Data items
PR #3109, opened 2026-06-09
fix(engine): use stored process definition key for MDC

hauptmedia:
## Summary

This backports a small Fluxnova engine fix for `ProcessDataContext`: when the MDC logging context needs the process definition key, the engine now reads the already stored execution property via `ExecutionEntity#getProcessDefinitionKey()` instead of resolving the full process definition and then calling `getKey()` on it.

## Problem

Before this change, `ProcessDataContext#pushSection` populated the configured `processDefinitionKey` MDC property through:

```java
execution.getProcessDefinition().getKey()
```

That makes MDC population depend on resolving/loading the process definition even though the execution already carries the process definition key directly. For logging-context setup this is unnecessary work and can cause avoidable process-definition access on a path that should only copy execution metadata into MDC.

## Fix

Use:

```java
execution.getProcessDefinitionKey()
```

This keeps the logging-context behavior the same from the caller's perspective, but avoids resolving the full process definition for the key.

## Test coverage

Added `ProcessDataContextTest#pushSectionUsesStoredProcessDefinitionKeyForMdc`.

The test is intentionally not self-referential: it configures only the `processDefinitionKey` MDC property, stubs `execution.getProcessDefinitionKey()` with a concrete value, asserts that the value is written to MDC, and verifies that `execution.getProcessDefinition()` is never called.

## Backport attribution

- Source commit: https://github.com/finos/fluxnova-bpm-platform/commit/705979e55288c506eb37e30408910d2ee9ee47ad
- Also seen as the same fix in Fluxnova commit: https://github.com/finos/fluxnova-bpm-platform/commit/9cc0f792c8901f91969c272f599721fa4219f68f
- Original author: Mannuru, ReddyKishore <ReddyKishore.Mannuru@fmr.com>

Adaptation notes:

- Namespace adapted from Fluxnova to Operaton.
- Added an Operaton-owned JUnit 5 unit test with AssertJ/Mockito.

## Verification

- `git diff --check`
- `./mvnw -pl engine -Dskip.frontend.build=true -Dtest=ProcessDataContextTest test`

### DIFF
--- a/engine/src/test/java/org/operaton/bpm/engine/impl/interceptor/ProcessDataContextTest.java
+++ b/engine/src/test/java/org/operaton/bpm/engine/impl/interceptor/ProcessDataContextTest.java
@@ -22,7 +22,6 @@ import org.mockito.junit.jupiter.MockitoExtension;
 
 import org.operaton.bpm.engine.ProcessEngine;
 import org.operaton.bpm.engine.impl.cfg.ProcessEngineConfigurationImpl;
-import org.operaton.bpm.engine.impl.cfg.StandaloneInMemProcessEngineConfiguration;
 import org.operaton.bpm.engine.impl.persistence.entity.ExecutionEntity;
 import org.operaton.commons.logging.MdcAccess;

- **Exercise**:
Filter the records above down to the lines containing "ExecutionEntity".

- **Exercise answer**:
This backports a small Fluxnova engine fix for `ProcessDataContext`: when the MDC logging context needs the process definition key, the engine now reads the already stored execution property via `ExecutionEntity#getProcessDefinitionKey()` instead of resolving the full process definition and then calling `getKey()` on it.
 import org.operaton.bpm.engine.impl.persistence.entity.ExecutionEntity;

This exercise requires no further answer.